As mudanças do procedimento penal
Por José Carlos Teixeira Giorgis,
desembargador aposentado do TJRS e professor
Já se avista a data em que entram em vigor as substanciais alterações promovidas no estatuto do processo penal, aplaudidas pela adequação das regras aos princípios da celeridade e da inteira verbalização dos atos; mas também recebidas com algumas críticas pelo açodamento de sua edição, instigada pelo clamor público afetado pela impunidade e delonga forense em alguns episódios de repercussão midiática.
O dogmatismo criminal mostra-se retardatário em relação ao seu parente civil, que apadrinhado pelos juristas peninsulares chegados em tempos de guerra, logrou disparar à frente alguns quarteirões científicos; distâncias que se encurtam com os novos modelos instrumentais previstos. A reforma continua a seguir a estratégia de promover mudanças pontuais bem mais úteis que uma codificação ampla, embora se perca em algumas situações a visão do conjunto, e por isso a coerência sistêmica.
Entroniza-se no altar adequado o termo procedimento em substituição ao vocábulo processo, para marcar as fronteiras que acontecem entre uma mera concatenação de atos formais e o objetivo teleológico que a acepção do último proclama. E sensível à doutrina, alude-se existir duas formas de ritos, os procedimentos comum ou especial, o primeiro de cunho paradigmático; o segundo ditado pelo código ou por normas extravagantes.
E para namorar unidade com o processo civil consolida-se a divisão do procedimento comum, aqui sedimentada em limites de pena e não mais em sua espécie.
Assim, quando a sanção cominada for igual ou superior a quatro anos de privação de liberdade adota-se o procedimento ordinário, antes previsto para as infrações punidas com reclusão; se a pena for inferior a quatro anos de privação de liberdade, persegue-se o procedimento sumário, reservado até aqui para os ilícitos castigados com detenção.
Finalmente, prevendo-se passo futuro, já se introjetam noções do procedimento sumaríssimo, ainda capitulado em legislação singular, destinado às infrações de menor potencial ofensivo; quando suas normas fixarem domicílio no código se completará a trindade que a pedagogia já apregoa.
Recorde-se que o procedimento ordinário em uso compõe-se da denúncia ou queixa, citação, interrogatório, defesa prévia, inquirição das testemunhas, diligências, debates escritos e sentença. E que o sumário vigente consta da denúncia ou queixa, citação, interrogatório, defesa prévia, inquirição das testemunhas de acusação, despacho saneador, e audiência de instrução e julgamento, com oitiva das testemunhas de defesa, debates orais e sentença.

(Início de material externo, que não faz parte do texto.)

PR #11802, opened 2024-05-20
 feat(card): add shadow parts

marcelojcs:
### Related Ticket(s)
[JIRA](https://jsw.ibm.com/browse/ADCMS-5041)

### Description

All non-slot elements in the shadow DOM should be given a unique "part" name allowing CSS to target and override component default styles.

targeting card component

### Changelog

**New**

Adding the part attribute to the shadow dom elements for the card component.


packages/web-components/src/components/card/card.ts
```diff
@@ -155,7 +156,7 @@ class C4DCard extends CTAMixin(StableSelectorMixin(CDSLink)) {
   protected _renderDisabledLink() {
     const { _classes: classes } = this;
     return html`
-      <div id="link" class="${classes}">${this._renderInner()}</div>
+      <div id="link" class="${classes}" part="link">${this._renderInner()}</div>
```
jkaeser, line 159: It concerns me that this is getting the same part name as the `<a>` added in the `render` method. Can you change this to something like `part="disabled-link"`?

jkaeser (changes requested):
One small change request, otherwise looks great!

packages/web-components/src/components/card/card.ts
marcelojcs: Hi @jkaeser! 
Thanks for the review!!! 
Addressed in my latest commit!

jkaeser (approved):

PR #11804, opened 2024-05-20
fix (structured-list): Enable custom max-cols values

andy-blum:
### Related Ticket(s)

https://jsw.ibm.com/browse/ADCMS-5014

### Description

This PR moves the `--max-cols` definitions to the top-level `structured-list` and `pricing-table` components. Previously, each row element set this value, leading to `lg` breakpoints always calculating against an assumed value of 16-cols

This change was needed to make the table work more intuitively in situations where it isn't displayed in a full 16-column container, for example within the `table-of-contents` component.

Before this PR, a pricing table 12-cols wide, with three table-columns each set to be 4-cols wide would set each table-column to be 25% width (4/16).
Screenshot 2024-05-17 at 11 14 54 AM

With this PR, the pricing table can set `--max-cols: 12` and have those same table-columns set to 33.333% width (4/12)
Screenshot 2024-05-17 at 11 15 39 AM

### Changelog

**Changed**

- Enable custom `--max-col` values in structured-list and pricing-table components

### DIFF
--- a/packages/styles/scss/components/structured-list/_structured-list.scss
+++ b/packages/styles/scss/components/structured-list/_structured-list.scss
@@ -120,20 +120,10 @@
   :host(#{$dds-prefix}-structured-list-header-row),
   :host(#{$dds-prefix}-structured-list-row),
   :host(#{$dds-prefix}-structured-list-group) tr {
-    --max-cols: 4;
-
     @include carbon--breakpoint('sm') {
       @include carbon--make-row();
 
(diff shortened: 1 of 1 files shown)


jkaeser (approved):
LGTM!

emyarod (approved):
looks good to me!

m4olivei (approved):
Looks good to me as well. Thanks for a great PR description. Logic is solid.

PR #11806, opened 2024-05-21
feat(all-components): add shadowparts

### LINKED ISSUE #11673: Add `part` attributes to elements in the shadow DOM
## The problem

From time to time there is a need to navigate around styles encapsulated within components. For example:

### Components that attempt to enforce spacing between their adjacent elements

Example: [dds-cta-block](https://www.ibm.com/standards/carbon/v1/web-components/?path=/story/components-cta-block--with-content-items)

Screenshot 2024-03-27 at 12 02 28 PM

Screenshot 2024-03-27 at 12 02 38 PM

The dds-cta-block component adds padding to `:host` as well as to `.bx--content-layout`. This ensures a certain amount of space between this component and another component added later. The problem, however, is that this spacing is prescriptive, and cannot possibly take into account every possible implementation of this component with every other component or with custom markup. While the padding on `:host` can be overridden, the padding of `.bx--content-layout` cannot.

### Components that have an ever growing list of variations

Example: cards, links/buttons, tiles

Some of our components are highly atomic. That is, they are rarely used in isolation and frequently present differently in different contexts. An example of this is the `caem-tile` component that we have in Carbon For AEM.

`caem-tile-group` on [ibm.com homepage](https://www.ibm.com)

Screenshot 2024-03-27 at 12 26 28 PM

`50-50-container` on [ibm.com/consulting](https://www.ibm.com/consulting)

Screenshot 2024-03-27 at 12 26 54 PM

`THINK Spotlight` (proposed)

Screenshot 2024-03-27 at 12 30 03 PM

The `caem-tile` component was originally built as a deliberate deviation from `dds-card`, and was designed for the use on the homepage exhibited above. New designs came forward that were _very_ close to the original specs, but expanded the components internal spacing for the use in the consulting leadspace. At this time, we created a "double-tile" variant as a quick solution. Now, there is another proposed deviation from the orginal design for a more compact spacing in the proposed THINK spotlight designs. 

## The solution

To avoid continually adding new variations to account for different sizing and spacing needs, we've opened up the shadowroots of CAEM components to styling from the AEM CSS Authors. This allows _adopters_ to assume the responsibility of using components in a way that complies with the IDL and carbon specifications while using them in ways that original designs may not have accounted for. To see this in action, see this [codepen demo](https://codepen.io/andy-blum/pen/JjVJQKo/acb9c7dfb4e8866649991abf69e38969)

Instead of prescribing a limited set of variations and needing to handle new requests for new contexts, now AEM can maintain its own CSS that modifies the presentation of the components we've built. Instead of maintaining a "double-tile", authors can target `caem-tile` elements with a class or a parent selector and increase the spacing to satisfy their needs.

```css
caem-tile.big {
  &::part(wrapper) {
    padding: 2rem;
    gap: 2rem;
  }

  &::part(label) {
    font-size: 1rem;
  }

  &::part(text) {
    font-size: 1.33rem;
    margin-block-end: 0.5rem;
  }
}
```

Screenshot 2024-03-27 at 12 40 53 PM

<hr/>

Likewise, instead of building a new "compact" variant for THINK, we can simply maintain the base version of a tile and the adopters can modifiy the spacing to satisfy _their_ needs.

```css
caem-tile.small {
  &::part(wrapper) {
    padding: 0.5rem;
    gap: 0.5rem;
  }

  &::part(outer):before {
    display: none;
  }

  &::part(text) {
    margin-block-end: 0.5rem;
  }
}
```

Screenshot 2024-03-27 at 12 41 05 PM

<hr />

One downside of this approach is that the carefully-crafted carbon-compliant styles we've started with can be completely overridden to create new non-compliant interfaces

```css
caem-tile.cyan {
  &::part(wrapper) {
    background: #e5f6ff;
  }

  &:hover::part(wrapper) {
    background: #bae6ff;
  }
}
```

Screenshot 2024-03-27 at 12 46 48 PM

andy-blum:
### Related Ticket(s)

Closes #11673 

### Description

This PR updates all component-internal markup to include `part` attributes in the shadow roots allowing global stylesheets to override internal styles.

### Changelog

**Changed**

- Add CSS Shadowparts


jkaeser:
Closing in preference of https://github.com/carbon-design-system/carbon-for-ibm-dotcom/pull/11812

Sinalizando as modificações, os procedimentos obedecem as seguintes fases: recebimento da denúncia ou queixa; citação do acusado para oferecer uma defesa escrita em dez dias, peça que será subscrita por defensor dativo quando o agente se omitir; absolvição sumária do acusado; ou designação da audiência, com intimação das partes (acusado, defensor, Ministério Público, querelante, assistente); audiência de instrução e julgamento (declarações do ofendido; inquirição das testemunhas de acusação e defesa; oitiva de peritos, acareações e reconhecimento de pessoas ou coisas; interrogatório; pedido de diligências pelas partes; se deferidas, e quando imprescindíveis, a audiência é concluída, sem alegações; e se não forem solicitadas ou quando denegadas, colhem-se logo os debates orais e o magistrado dita a sentença).
Pelo afago à rapidez e à oralidade, os depoimentos serão registrados em fita magnética, estenotipia, digitação ou similar e técnica audiovisual, meios que favorecem a fidelidade da prova, de que as partes obterão transcrições ou cópia (audiovisual).
Havendo diligências, e cumpridas, as partes apresentam razões escritas (memoriais), sucessivamente, em cinco dias, sendo a sentença proferida em dez dias; os memoriais também substituem os debates orais quando o juiz entender a causa complexa; e a decisão ainda será subseqüente.
Ambos os procedimentos se assemelham nas etapas, o que é muito saudável, apenas diferindo no prazo em que a audiência final deva ser designada depois do recebimento da denúncia ou queixa (60 dias, no procedimento ordinário; e 30 dias, no sumário); e na quantidade de testemunhas que possam ser arroladas, oito ou cinco, consoante os ritos.
A relevância se debruça na criação de uma defesa preliminar que pode levar ao encerramento do processo em caso de absolvição; e num interrogatório póstumo, situado como fecho da instrução, inovação reclamada sob a justificativa de que a declaração do imputado só devia acontecer depois de produzida a prova por inteiro.